Bab 2: Keberangkatan

176 35 51
                                    

Tidak ada alasan bagiku untuk pulang saat akhir pekan. Namun, sekarang beda. Aku harus bertemu dengan Ayah dan berbicara empat mata dengannya secara langsung. Meskipun aku tidak terlalu suka dengannya, harus ada yang kupastikan.

Ruang makan bercat putih dengan meja panjang yang dapat memuat enam orang, kursi-kursi agak tinggi dengan bantalan empuk, lemari kayu untuk menyimpan peralatan makan antik, lampu gantung mewah, dan seorang pembantu robot menjadi saksi bisu ayah-anak yang sedang makan tanpa suara. Hanya ada denting sendok-garpu dengan piring. Tanpa ada yang mau memecah keheningan. Tidak Ayah, pula aku.
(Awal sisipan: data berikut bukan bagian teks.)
Issue #2144, opened 2020-05-05
Frontend Needs Proper State Management


askvortsov1:
## Architecture

**Is your feature request related to a problem? Please describe.**
Right now, our frontend uses somewhat of a haphazard state management / propogation system. We have:

- Local state (is a page loading or not)
- Global state (all the discussions that have been retrieved from the database

This means that the displayed UI can be modified by:

1. Modifying parts of the component instances directly (which is bad)
2. Modifying the components' local states (which is slightly better, but still bad)
3. Modifying the global state, and having changes propogate during redraw (this is considered the best and is most consistent with unidirectional data flow).

**Describe the solution you'd like**
This should probably be done gradually, one step at a time. Radical change is probably not needed, however, the following steps should be individually taken:

1. Components should NOT be modified by externally calling methods on an instance of said virtual component. This means getting rid of app.current, app.modal.component, and any other similar systems. Instead, modifications should be done to the global state, and components should be redrawn as appropriate after said state modifications.
2. Adopt a central state management paradigm. Right now, we have a mutable global state, which isn't ideal. We should try to gradually convert to something more robust.  [Meiosis](https://meiosis.js.org/) looks like it could be a simple and elegant solution, although there are plenty of options (Redux and Flux being the big ones)
2. Starting with the most extendable areas, try to convert miscategorized local state to global state when appropriate. 

In my opinion, (1) should be included in #1821. (2) should be aimed for before stable. (3) can be done after stable

**Benefits**
If done properly, this should:

- Make the frontend more extendable
- Increase robustness, as things will be changing only when they should be changing
- Make code easier to update/change without worrying about breaking everything
- Respect better practices
- Make systems more testable

askvortsov1:
## Part 1

In a sequence of PRs, I'm going to convert:

app.current
app.search
app.modal
app.alerts
app.cache.discussionList

away from components. That is, the values stored in app.* will all be states and methods relating to changing states, not component instances. Those changes can be reviewed individually, and will make the frontend rewrite easier actually, as the mechanism for changing state should still work with Mithril v2. Considering that the rewrite would depend on this, I will make this a top priority, and try to get the PRs out within the next 2 days. Considering a general lack of inderdependence, I'm hoping that each of these can be its own PR, which should make reviewing easier.

Just to clarify again why this is necessary: aside from promoting good practice, we're either going to need to go this route, or use hacky workarounds in the rewrite which will come back to bite us later.

clarkwinkelmann:
[...]

PR #2150, opened 2020-05-08
Move Discussion List State into its own class

askvortsov1:
**Fixes Part Of #2144**

- Separate the state of the discussion list out into it's own class (copied over David's code from the mithril/ts rewrite).
- Always keep an instance of discussion list state active; refresh instead of setting it null

Anything I missed?

**Confirmed**

EDIT THIS BEFORE MERGING: https://github.com/flarum/core/pull/2151#pullrequestreview-417226123

### DIFF
--- a/js/src/forum/ForumApplication.js
+++ b/js/src/forum/ForumApplication.js
@@ -77,8 +77,8 @@ export default class ForumApplication extends Application {
    * @inheritdoc
    */
   cache = {
-    discussionList: new DiscussionListState()
-  }
+    discussionList: new DiscussionListState(),
+  };
 
   constructor() {
     super();
--- a/js/src/forum/ForumApplication.js
+++ b/js/src/forum/ForumApplication.js
@@ -78,10 +78,12 @@ export default class ForumApplication extends Application {
 
     routes(this);
 
-    this.discussionList = new DiscussionListState({ forumApp: this });
+    this.discussions = new DiscussionListState({ forumApp: this });
 
-    // Deprecated, remove in beta 15. BC layer.
-    this.cache.discussionList = this.discussionList;
+    /**
+     * @deprecated beta 14, remove in beta 15.
+     */
+    this.cache.discussionList = this.discussions;
   }
 
   /**
--- a/js/src/forum/ForumApplication.js
+++ b/js/src/forum/ForumApplication.js
@@ -73,11 +73,6 @@ export default class ForumApplication extends Application {
    */
   search = new GlobalSearchState();
 
-  /*
-   * @inheritdoc
-   */
-  discussionList;
-
   constructor() {
     super();
 
--- a/js/src/forum/ForumApplication.js
+++ b/js/src/forum/ForumApplication.js
@@ -76,14 +76,15 @@ export default class ForumApplication extends Application {
   /*
    * @inheritdoc
    */
-  cache = {
-    discussionList: new DiscussionListState(),
-  };
+  discussionList = new DiscussionListState();
 
   constructor() {
     super();
 
     routes(this);
+
+    // Deprecated, remove in beta 15. BC layer.
+    this.cache.discussionList = this.discussionList;
   }
 
   /**
--- a/js/src/forum/ForumApplication.js
+++ b/js/src/forum/ForumApplication.js
@@ -73,6 +73,13 @@ export default class ForumApplication extends Application {
    */
   search = new GlobalSearchState();
 
+  /*
+   * @inheritdoc
+   */
+  cache = {
+    discussionList: new DiscussionListState()
+  }
+
   constructor() {
     super();
 
@@ -104,7 +111,6 @@ export default class ForumApplication extends Application {
 
     this.pane = new Pane(document.getElementById('app'));
     this.composer = m.mount(document.getElementById('composer'), Composer.component());
-    this.cache.discussionList = new DiscussionListState();
 
     m.route.mode = 'pathname';
     super.mount(this.forum.attribute('basePath'));
--- a/js/src/forum/ForumApplication.js
+++ b/js/src/forum/ForumApplication.js
@@ -78,6 +78,12 @@ export default class ForumApplication extends Application {
 
     routes(this);
 
+    /**
+     * An object which controls the state of the cached discussion list, which
+     * is used in the index page and the slideout pane.
+     *
+     * @type {DiscussionListState}
+     */
     this.discussions = new DiscussionListState({ forumApp: this });
 
     /**
--- a/js/src/forum/ForumApplication.js
+++ b/js/src/forum/ForumApplication.js
@@ -15,6 +15,7 @@ import Application from '../common/Application';
 import Navigation from '../common/components/Navigation';
 import NotificationListState from './states/NotificationListState';
 import GlobalSearchState from './states/GlobalSearchState';
+import DiscussionListState from './state/DiscussionListState';
 
 export default class ForumApplication extends Application {
   /**
@@ -103,6 +104,8 @@ export default class ForumApplication extends Application {
 
     this.pane = new Pane(document.getElementById('app'));
     this.composer = m.mount(document.getElementById('composer'), Composer.component());
+    this.cache.discussionList = new DiscussionListState();
+    this.cache.discussionList.refresh();
 
     m.route.mode = 'pathname';
     super.mount(this.forum.attribute('basePath'));
--- a/js/src/forum/ForumApplication.js
+++ b/js/src/forum/ForumApplication.js
@@ -105,7 +105,6 @@ export default class ForumApplication extends Application {
     this.pane = new Pane(document.getElementById('app'));
     this.composer = m.mount(document.getElementById('composer'), Composer.component());
     this.cache.discussionList = new DiscussionListState();
-    this.cache.discussionList.refresh();
 
     m.route.mode = 'pathname';
     super.mount(this.forum.attribute('basePath'));
--- a/js/src/forum/ForumApplication.js
+++ b/js/src/forum/ForumApplication.js
@@ -76,12 +76,14 @@ export default class ForumApplication extends Application {
   /*
    * @inheritdoc
    */
-  discussionList = new DiscussionListState();
+  discussionList;
 
   constructor() {
     super();
 
     routes(this);
+
+    this.discussionList = new DiscussionListState({ forumApp: this });
 
     // Deprecated, remove in beta 15. BC layer.
     this.cache.discussionList = this.discussionList;
--- a/js/src/forum/components/DiscussionList.js
+++ b/js/src/forum/components/DiscussionList.js
@@ -34,7 +34,7 @@ export default class DiscussionList extends Component {
       });
     }
 
-    if (state.hasDiscussions() && !state.isLoading()) {
+    if (!state.hasDiscussions() && !state.isLoading()) {
       const text = app.translator.trans('core.forum.discussion_list.empty_text');
       return <div className="DiscussionList">{Placeholder.component({ text })}</div>;
     }
--- a/js/src/forum/components/DiscussionList.js
+++ b/js/src/forum/components/DiscussionList.js
@@ -40,7 +40,7 @@ export default class DiscussionList extends Component {
     }
 
     return (
-      <div className={'DiscussionList' + (state.params.q ? ' DiscussionList--searchResults' : '')}>
+      <div className={'DiscussionList' + (state.isSearchResults() ? ' DiscussionList--searchResults' : '')}>
         <ul className="DiscussionList-discussions">
           {state.discussions.map((discussion) => {
             return (
--- a/js/src/forum/components/DiscussionList.js
+++ b/js/src/forum/components/DiscussionList.js
@@ -11,10 +11,11 @@ import Placeholder from '../../common/components/Placeholder';
  *
  * - `params` A map of parameters used to construct a refined parameter object
  *   to send along in the API request to get discussion results.
+ * - `state` A DiscussionListState object that represents the discussion lists's state.
  */
 export default class DiscussionList extends Component {
   init() {
-    this.state = this.props.state || new DiscussionListState();
+    this.state = this.props.state;
   }
 
   view() {
--- a/js/src/forum/components/DiscussionList.js
+++ b/js/src/forum/components/DiscussionList.js
@@ -34,7 +34,7 @@ export default class DiscussionList extends Component {
       });
     }
 
-    if (!state.hasDiscussions() && !state.isLoading()) {
+    if (state.empty()) {
       const text = app.translator.trans('core.forum.discussion_list.empty_text');
       return <div className="DiscussionList">{Placeholder.component({ text })}</div>;
     }
--- a/js/src/forum/components/DiscussionList.js
+++ b/js/src/forum/components/DiscussionList.js
@@ -21,10 +21,10 @@ export default class DiscussionList extends Component {
   view() {
     const state = this.state;
 
-    const params = state.params;
+    const params = state.getParams();
     let loading;
 
-    if (state.loading) {
+    if (state.isLoading()) {
       loading = LoadingIndicator.component();
     } else if (state.moreResults) {
       loading = Button.component({
@@ -34,7 +34,7 @@ export default class DiscussionList extends Component {
       });
     }
 
-    if (state.discussions.length === 0 && !state.loading) {
+    if (state.hasDiscussions() && !state.isLoading()) {
       const text = app.translator.trans('core.forum.discussion_list.empty_text');
       return <div className="DiscussionList">{Placeholder.component({ text })}</div>;
     }
--- a/js/src/forum/components/DiscussionList.js
+++ b/js/src/forum/components/DiscussionList.js
@@ -14,53 +14,34 @@ import Placeholder from '../../common/components/Placeholder';
  */
 export default class DiscussionList extends Component {
   init() {
-    /**
-     * Whether or not discussion results are loading.
-     *
-     * @type {Boolean}
-     */
-    this.loading = true;
-
-    /**
-     * Whether or not there are more results that can be loaded.
-     *
-     * @type {Boolean}
-     */
-    this.moreResults = false;
-
-    /**
-     * The discussions in the discussion list.
-     *
-     * @type {Discussion[]}
-     */
-    this.discussions = [];
-
-    this.refresh();
+    this.state = this.props.state || new DiscussionListState();
   }
 
   view() {
-    const params = this.props.params;
+    const state = this.state;
+
+    const params = state.params;
     let loading;
 
-    if (this.loading) {
+    if (state.loading) {
       loading = LoadingIndicator.component();
-    } else if (this.moreResults) {
+    } else if (state.moreResults) {
       loading = Button.component({
         children: app.translator.trans('core.forum.discussion_list.load_more_button'),
         className: 'Button',
-        onclick: this.loadMore.bind(this),
+        onclick: state.loadMore.bind(state),
       });
     }
 
-    if (this.discussions.length === 0 && !this.loading) {
+    if (state.discussions.length === 0 && !state.loading) {
       const text = app.translator.trans('core.forum.discussion_list.empty_text');
       return <div className="DiscussionList">{Placeholder.component({ text })}</div>;
     }
 
     return (
-      <div className={'DiscussionList' + (this.props.params.q ? ' DiscussionList--searchResults' : '')}>
+      <div className={'DiscussionList' + (state.params.q ? ' DiscussionList--searchResults' : '')}>
         <ul className="DiscussionList-discussions">
-          {this.discussions.map((discussion) => {
+          {state.discussions.map((discussion) => {
             return (
               <li key={discussion.id()} data-id={discussion.id()}>
                 {DiscussionListItem.component({ discussion, params })}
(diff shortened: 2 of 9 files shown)


js/src/forum/ForumApplication.js
```diff
@@ -94,6 +95,8 @@ export default class ForumApplication extends Application {
 
     this.pane = new Pane(document.getElementById('app'));
     this.composer = m.mount(document.getElementById('composer'), Composer.component());
+    this.cache.discussionList = new DiscussionListState();
+    this.cache.discussionList.refresh();
```
datitisev, line 99: You are calling .refresh() twice here - once in the constructor, and the second time here.

You should *not* be refreshing the discussion list in the mounting anyway. That's a pointless API call if they are not anywhere with the discussion list visible.

askvortsov1: Why pointless: wouldn't it just preload all the discussions? What would be a better place for it?

I suppose we could always take out the refresh method from the constructor if we want to preserve the state instance throughout the lifetime of app?

datitisev: Because that's an API call that will occur on every page load. If you are not in the IndexPage, and are not planning to go there, it's an extra call that shouldn't be occurring.

Also - it doesn't only affect the IndexPage. It'd be preloading the default discussion list, and if the current page is a tag discussion list, the response of that API call would be discarded (as it doesn't have the query params and all).

We shouldn't be making API calls when the resources requested aren't needed by the user.

askvortsov1: true, fixed.

js/src/forum/components/IndexPage.js
```diff
@@ -33,26 +33,27 @@ export default class IndexPage extends Page {
...
+        if (app.cache.discussionList.params[key] !== params[key]) {
+          app.cache.discussionList.clear();
           return true;
         }
       });
     }
 
-    if (!app.cache.discussionList) {
-      app.cache.discussionList = new DiscussionList({ params });
+    if (!app.cache.discussionList.hasDiscussions()) {
```
datitisev, line 54: Problem here - if the forum has no discussions, it will keep refreshing it every time the init method runs. That could potentially be an issue somewhere else ?

askvortsov1: I see this as being more of a positive though: every time someone goes to the index page, it checks if new discussions have been added

datitisev: This is a functionality change though. Not sure if we want that .

askvortsov1: I don't see any negatives to it. We'd need a bit of a hackier system to restore previous functionality, but that doesn't really bring any benefits: very rarely will forums have no discussions at all, and in the small case that they do, making it easier to see that new discussions have been added is a positive

js/src/forum/ForumApplication.js
```diff
@@ -94,6 +95,7 @@ export default class ForumApplication extends Application {
 
     this.pane = new Pane(document.getElementById('app'));
     this.composer = m.mount(document.getElementById('composer'), Composer.component());
+    this.cache.discussionList = new DiscussionListState();
```
datitisev, line 98: Perhaps this should go in a separate method? I don't feel like it belongs in `mount()`, that's for mounting stuff to the DOM.

Also - not entirely sure it belongs in the Application class at all; not sure where else it would go though.

askvortsov1: Good point, since refresh is no longer in the constructor, I moved it out of the method.

Unless we want to add another global variable, I'd say we can keep all this in app for now, and then change it around when we get to Part 2 of the state refactor (which would be after the TS/Mithril 2 upgrades)

js/src/forum/components/IndexPage.js
askvortsov1: If there's no significant objections, can we resolve this for now?

datitisev: Sure, if you've tested it extensively.

js/src/forum/ForumApplication.js
```diff
@@ -63,6 +64,13 @@ export default class ForumApplication extends Application {
    */
   history = new History();
 
+  /**
+   * @inheritdoc
+   */
+  cache = {
+    discussionList: new DiscussionListState(),
+  };
```
franzliedke, line 72: Sorry if this was discussed elsewhere, I did not find anything about it in #2144... Why is this nested under the `cache`, unlike the various other new state objects?

js/src/forum/components/DiscussionList.js
```diff
@@ -14,53 +14,34 @@ import Placeholder from '../../common/components/Placeholder';
...
-
-    /**
-     * The discussions in the discussion list.
-     *
-     * @type {Discussion[]}
-     */
-    this.discussions = [];
-
-    this.refresh();
+    this.state = this.props.state || new DiscussionListState();
```
franzliedke, line 17: Again, defensive coding that probably isn't needed... especially not once we have Typescript.

js/src/forum/components/DiscussionList.js
```diff
@@ -14,53 +14,34 @@ import Placeholder from '../../common/components/Placeholder';
...
       loading = Button.component({
         children: app.translator.trans('core.forum.discussion_list.load_more_button'),
         className: 'Button',
-        onclick: this.loadMore.bind(this),
+        onclick: state.loadMore.bind(state),
       });
     }
 
-    if (this.discussions.length === 0 && !this.loading) {
+    if (state.discussions.length === 0 && !state.loading) {
```
franzliedke, line 36: Encapsulate plz :grin:

js/src/forum/components/IndexPage.js
```diff
@@ -33,26 +33,27 @@ export default class IndexPage extends Page {
...
+    if (app.cache.discussionList.hasDiscussions()) {
       // Compare the requested parameters (sort, search query) to the ones that
       // are currently present in the cached discussion list. If they differ, we
       // will clear the cache and set up a new discussion list component with
       // the new parameters.
       Object.keys(params).some((key) => {
-        if (app.cache.discussionList.props.params[key] !== params[key]) {
-          app.cache.discussionList = null;
+        if (app.cache.discussionList.params[key] !== params[key]) {
+          app.cache.discussionList.clear();
```
franzliedke, line 48: The comment above is now incorrect.

js/src/forum/state/DiscussionListState.js
```diff
@@ -0,0 +1,153 @@
...
+
+    if (preloadedDiscussions) {
+      return Promise.resolve(preloadedDiscussions);
+    }
+
+    const params = this.requestParams();
+    params.page = { offset };
+    params.include = params.include.join(',');
+
+    return app.store.find('discussions', params);
```
franzliedke, line 103: Do we want to pass in the `app` (or store, or whatever dependencies there are) to the state as well? :thinking: That would make it easier to test them, potentially... :thinking:

js/src/forum/ForumApplication.js
askvortsov1: Exclusively for BC reasons, to not break stuff that calls app.cache.discussionList. Although tbh, we could very well store it as a direct property of app, and have app.cache.discussionList just be a reference.

js/src/forum/utils/DiscussionControls.js
```diff
@@ -230,11 +230,8 @@ export default {
       }
 
       return this.delete().then(() => {
-        // If there is a discussion list in the cache, remove this discussion.
-        if (app.cache.discussionList) {
-          app.cache.discussionList.removeDiscussion(this);
-          m.redraw();
-        }
+        app.cache.discussionList.removeDiscussion(this);
+        m.redraw();
```
franzliedke, line 234: We're being quite inconsistent with where we trigger redraws - sometimes within the state, sometimes in places like this. But I'll bring up that question in the ticket, it's more of a general point of discussion for me.

js/src/forum/ForumApplication.js
franzliedke: Okay, I guess the other changes made this more clear - you probably want to reduce breakage, because other places were already using this... I guess it's still broken for most usages, though, so renaming might be an option for consistency? Or is there another semantic difference you see between the other states and the "cache"?

js/src/forum/utils/DiscussionControls.js
franzliedke: This is one of the places I was referring to in https://github.com/flarum/core/issues/2144#issuecomment-632957701. 

Potentially, I could see `removeDiscussion()`, `addDiscussion()`, `clear()` and even `setParams()` all trigger redraws - that would slightly change behavior in some places.

js/src/forum/ForumApplication.js
askvortsov1: On the bright side, it isn't really broken because all the public api methods from the component exist on the state. Moved, BC layer added.

js/src/forum/state/DiscussionListState.js
askvortsov1: Isn't that what's done here? App is globally available

js/src/forum/utils/DiscussionControls.js
askvortsov1: Add to all except setParams: usually, setParams would be followed by refresh, which already triggers redraw.

js/src/forum/state/DiscussionListState.js
```diff
@@ -0,0 +1,169 @@
...
+   * Are there discussions stored in the discussion list state?
+   */
+  hasDiscussions() {
+    return this.discussions.length > 0;
+  }
+
+  /**
+   * Are discussions currently being loaded?
+   */
+  isLoading() {
```
datitisev, line 166: I don't think having this method is necessary.

askvortsov1: Probably not, we need to decide how much we actuallt want to encapsulate. One benefit of over encapsulation is that when we eventually get rid of these states and move the data out into a central object, we can provide full backwards compatability.

datitisev: Good point. Hm.

js/src/forum/state/DiscussionListState.js
franzliedke: That's the opposite of passing it in. We're accessing a global variable, I was suggesting to do dependency injection.

js/src/forum/utils/DiscussionControls.js
franzliedke: But isn't the whole point of these state objects that triggering write operations on the state automatically results in a redraw, so that all other places that depend on this state (which the caller is not necessarily aware about) are updated as well?

In other words, if the call has to be followed by another call, why not combine the two? (There might be edge cases or semantics I am missing here...)

js/src/forum/state/DiscussionListState.js
askvortsov1: Redux, Meiosis, and most other state management methodologies are based around having a single, global state object. Now, typically the main reason for wanting to avoid globals is that anything, anywhere can modify them, leading to unintended consequences. That's where the main point of these methodologies comes in: the modification of the global state is controlled by the methodology. For instance, with Meiosis, http://meiosis.js.org/tutorial/01-introduction.html

js/src/forum/utils/DiscussionControls.js
askvortsov1: Good point on this one, not sure why I split it up this way. I added in that setParams calls refresh afterwards. Alternatively, we could refactor it into one method so that if params are provided to refresh, it will set them.

askvortsov1: Done!

askvortsov1: Put into 1 method.

js/src/forum/components/DiscussionPage.js
```diff
@@ -37,7 +38,7 @@ export default class DiscussionPage extends Page {
     // page, then we don't want Mithril to redraw the whole page – if it did,
     // then the pane would which would be slow and would cause problems with
     // event handlers.
-    if (app.cache.discussionList) {
+    if (app.cache.discussionList.hasDiscussions()) {
```
franzliedke, line 41: This seems like slightly different behavior - "the discussion list being loaded" (i.e. present) is a different condition from "the discussion list having discussions". An empty list can be loaded as well, right?

js/src/forum/components/DiscussionPage.js
```diff
@@ -90,9 +91,9 @@ export default class DiscussionPage extends Page {
 
     return (
       <div className="DiscussionPage">
-        {app.cache.discussionList ? (
+        {app.cache.discussionList.hasDiscussions() ? (
           <div className="DiscussionPage-list" config={this.configPane.bind(this)}>
-            {!$('.App-navigation').is(':visible') ? app.cache.discussionList.render() : ''}
+            {!$('.App-navigation').is(':visible') && <DiscussionList state={app.cache.discussionList} />}
```
franzliedke, line 96: Interesting little change in capabilities: the component is no longer dynamic. 

@datitisev @askvortsov1 What about having the component class be overridable via prop, with `DiscussionList` being the default? Open for arguments...

js/src/forum/components/IndexPage.js
```diff
@@ -33,26 +33,25 @@ export default class IndexPage extends Page {
...
           return true;
         }
       });
     }
 
-    if (!app.cache.discussionList) {
-      app.cache.discussionList = new DiscussionList({ params });
+    if (!app.cache.discussionList.hasDiscussions()) {
+      app.cache.discussionList.refresh(true, params);
```
franzliedke, line 54: Not a big fan of boolean arguments - they hide intent at the call sites (e.g. here). What do you think? Typical alternatives:
- option arguments
- two methods with more explicit names (one can call each other in the implementation, obviously)

js/src/forum/components/DiscussionPage.js
franzliedke: I think this was brought up by David in another place before, so I might be misguided pointing this out again here.

js/src/forum/state/DiscussionListState.js
```diff
@@ -0,0 +1,166 @@
...
+  }
+
+  /**
+   * Clear and reload the discussion list.
+   */
+  refresh(clear = true, params) {
+    if (clear) {
+      this.loading = true;
+      this.discussions = [];
+    }
```
franzliedke, line 72: Should the `loading` flag be set regardless of the value of `clear`?

js/src/forum/components/DiscussionPage.js
datitisev: Correct, I brought it up @ https://github.com/flarum/core/pull/2150#discussion_r422225696.

js/src/forum/components/DiscussionPage.js
datitisev: With _the component is no longer dynamic_ do you mean that other extensions can't replace the class like they could set `app.cache.discussionList` before? Not sure if any ext uses that, but if you want to keep the functionality, i'd be fine with that.

js/src/forum/components/IndexPage.js
datitisev: Does _option arguments_ mean merge the two parameters into an options object, which would identify the options better by the object keys?

js/src/forum/state/DiscussionListState.js
franzliedke: I understand that concept, and the states and stores being a central place makes sense. I was discussing the method of accessing this central place: by calling on a global name (`app.store`) or by passing it in to the constructor (dependency injection). The latter not only makes tests easier, but it also allows passing in a different object with the same interface, should the need ever arise (and part of our extensibility philosophy is not knowing what use-cases might come up :laughing: ).

askvortsov1: Alright, I see your point here. I'll change it so that if `app` is needed by the states, it gets passed in on initialization (or should `app.store` be passed in?)

js/src/forum/ForumApplication.js
```diff
@@ -63,10 +64,18 @@ export default class ForumApplication extends Application {
...
+   */
+  discussionList = new DiscussionListState();
+
   constructor() {
     super();
 
     routes(this);
+
+    // Deprecated, remove in beta 15. BC layer.
+    this.cache.discussionList = this.discussionList;
```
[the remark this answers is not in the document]
askvortsov1: So this is a note-to-self for later, not something actionable, right? If so, I'll add that to the BC layer comment?

js/src/forum/components/IndexPage.js
```diff
@@ -33,26 +33,25 @@ export default class IndexPage extends Page {
...
       // Compare the requested parameters (sort, search query) to the ones that
       // are currently present in the cached discussion list. If they differ, we
-      // will clear the cache and set up a new discussion list component with
-      // the new parameters.
+      // will clear the cache update the parameters.
       Object.keys(params).some((key) => {
-        if (app.cache.discussionList.props.params[key] !== params[key]) {
-          app.cache.discussionList = null;
+        if (app.cache.discussionList.getParams()[key] !== params[key]) {
+          app.cache.discussionList.clear();
```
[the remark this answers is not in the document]
askvortsov1: In general, we'd like to redraw when clearing, but in this case, it's true that we get an unnecessary redraw. Since `refresh` has `clear` as a parameter, instead of clearing if this condition is met, we can set a constant which we will pass into that refresh call.

js/src/forum/state/DiscussionListState.js
askvortsov1: After some more thought, I'm going to side with passing in the entire app. Pretty much every piece of the app could be reused in some way or another.

js/src/forum/components/DiscussionPage.js
askvortsov1: Sure, but can we make that an attribute of DiscussionListState?

js/src/forum/components/IndexPage.js
askvortsov1: We initially had 2 methods, but setParams isn't really ever used independently. I'd prefer an options object if it's down to those 2 choices.

js/src/forum/state/DiscussionListState.js
franzliedke: Okay, thanks. No strong opinion there right now. We can revisit this when we have states everywhere, and see how it looks then / what patterns emerge / whether we want to refactor towards another solution.

franzliedke: I definitely like where this is going already.

js/src/forum/ForumApplication.js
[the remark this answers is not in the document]
franzliedke: Just thinking out loud, I guess. :yum: 

I think we'll remember when removing the BC stuff - either that, or quickly notice everything is broken. :laughing:

js/src/forum/components/IndexPage.js
franzliedke: Not necessarily both arguments in the options hash, it could also be `refresh(params, {clear: true})`.

js/src/forum/components/DiscussionPage.js
franzliedke: I thought (and was hoping) we're trying to keep states and components clearly separated?

askvortsov1: Well, for modals and alerts, the class of the component is included in the state, right? Because the state of the application is that there is currently a modal with these attrs and this class?

franzliedke: Ah right, a reference to the class should be fine.

js/src/forum/components/DiscussionPage.js
franzliedke: Ah, right. This is the reverse condition, though, and here we now have an unhandled case of "results loaded, but none found"...

js/src/forum/components/DiscussionList.js
```diff
@@ -11,56 +11,38 @@ import Placeholder from '../../common/components/Placeholder';
...
 
-    if (this.discussions.length === 0 && !this.loading) {
+    if (!state.hasDiscussions() && !state.isLoading()) {
       const text = app.translator.trans('core.forum.discussion_list.empty_text');
       return <div className="DiscussionList">{Placeholder.component({ text })}</div>;
     }
 
     return (
-      <div className={'DiscussionList' + (this.props.params.q ? ' DiscussionList--searchResults' : '')}>
+      <div className={'DiscussionList' + (state.params.q ? ' DiscussionList--searchResults' : '')}>
```
franzliedke, line 43: This one looks like we're breaking encapsulation. (We're using `getParams()` elsewhere. But really, I'd rather see a method that has a name that explains the semantics of what we're doing here - after all, the `q` param already has special meaning within the state class, IIRC.)

js/src/forum/components/DiscussionPage.js
askvortsov1: I don't see any benefit to showing the slideout when there's no discussions?

js/src/forum/components/DiscussionList.js
askvortsov1: Agreed, and done: this is clearer

js/src/forum/components/DiscussionList.js
```diff
@@ -11,56 +11,38 @@ import Placeholder from '../../common/components/Placeholder';
...
 
-    if (this.discussions.length === 0 && !this.loading) {
+    if (state.empty()) {
       const text = app.translator.trans('core.forum.discussion_list.empty_text');
       return <div className="DiscussionList">{Placeholder.component({ text })}</div>;
     }
 
     return (
-      <div className={'DiscussionList' + (this.props.params.q ? ' DiscussionList--searchResults' : '')}>
+      <div className={'DiscussionList' + (state.isSearchResults() ? ' DiscussionList--searchResults' : '')}>
```
datitisev, line 43: `hasSearchResults`? I don't know how something is a search results.

js/src/forum/components/DiscussionPage.js
```diff
@@ -49,6 +50,7 @@ export default class DiscussionPage extends Page {
     app.history.push('discussion');
 
     this.bodyClass = 'App--discussion';
+    this.discussionListClass = DiscussionList;
```
datitisev, line 53: What does this do?

datitisev:
**Breaking changes:**

- Moved methods & properties from component to state class
  - Accessible via `app.discussions` instead of `app.cache.discussionList`
  - Has helper methods to encapsulate possible future breaking changes
- DiscussionList component requires state prop
- Changed behavior, show discussion list pane if there are discussions in the discussion list
- Maybe a few more I missed

js/src/forum/components/DiscussionList.js
franzliedke: `isFiltered`?

datitisev: Perhaps `searched`? `isSearching`? `isSearch`? Either works yeah.

js/src/forum/components/DiscussionPage.js
franzliedke: That was a leftover an intermediate step which we decided to revert again. Good catch, removed in master.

Setelah makan malam selesai, aku tidak langsung beranjak. Begitu juga Ayah. Humanoid AI yang biasa mengurus rumah langsung membereskan perlengkapan makan dan segera meninggalkan kami berdua. Sebelum Ayah pergi dari meja, aku lekas bersuara.

"Ayah—"

"Bagaimana sekolahmu?" tanya Ayah memotong. Matanya fokus ke ponsel.

"Baik—"

"Ayah dengar kau jadi perwakilan olimpiade."

"Benar."

"Menang dan jangan mengecewakan. Akan buruk untuk yayasan kalau kalian sampai kalah," tegasnya.

Aku mengepalkan tangan. Kesal. Orang tua itu mulai seenaknya lagi. Namun, kupendam perasaan itu dalam-dalam karena masih ada sesuatu yang jauh lebih penting.

"Ayah," panggilku datar. "Olimpiade itu bukan olimpiade biasa. Apa yang kalian sembunyikan?"

Ayah mendongak. Tatapannya menusuk, tetapi aku tidak gentar. "Tugasmu sekarang hanyalah belajar dengan giat dan memenangkan olimpiade itu."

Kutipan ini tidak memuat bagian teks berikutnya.